SEIU claims that it gets higher pay and better benefits for personal care workers.  Approximately 1 million of the 3 million personal care workers nationwide are members of SEIU or other similar organizations.

However, the Supreme Court disagrees.  According to the Harris decision, I shouldn’t have to pay for HOA dues if I disagree with the HOA’s actions (I’m kidding.  Sadly, I have no case to cease paying my HOA dues).

Proponents of unions are not happy with the results, but let’s play out a hypothetical…what if the Supreme Court held that public sector workers were required to pay union dues, even against their will….

Because, think about it…the government cannot prevent us from contributing to political candidates nor can the candidate force you to contribute to a political campaign.  Upholding the freedom of speech is not necessarily anti-union.  The Supreme Court did not rule “against” unions per se.  It ruled that a bargaining unit is “bargaining for” or “speaking for” its members.  And you cannot be forced to pay for speech with which you disagree.

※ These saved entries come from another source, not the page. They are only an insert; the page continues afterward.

PR #1319, opened 2023-03-04
Added r.view command: View(variable)

yeyun1999:
# What problem did you solve?
Added a vscode command for the View function, which is convenient for adding shortcut keys


renkun-ken (approved):
LGTM Thanks!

Free speech allows all of us to individually decide which principles to support.  Allowing personal care workers to choose not to support certain ideologies is not an attack on collective bargaining.  Rather, it ensures that the free choices of personal care workers are represented by any union entity, rather than union leaders benefiting from coerced fees.

While the Harris decision does not apply to me and my HOA dues for many reasons, including the fact that I chose to live in the community knowing that the HOA existed, the Harris decision does have possible broad ramifications, especially as to in-home care workers and other public sector workers.  It may mean that the 1 million in-home care workers now compelled to contribute to unions may have standing to stop if they so choose.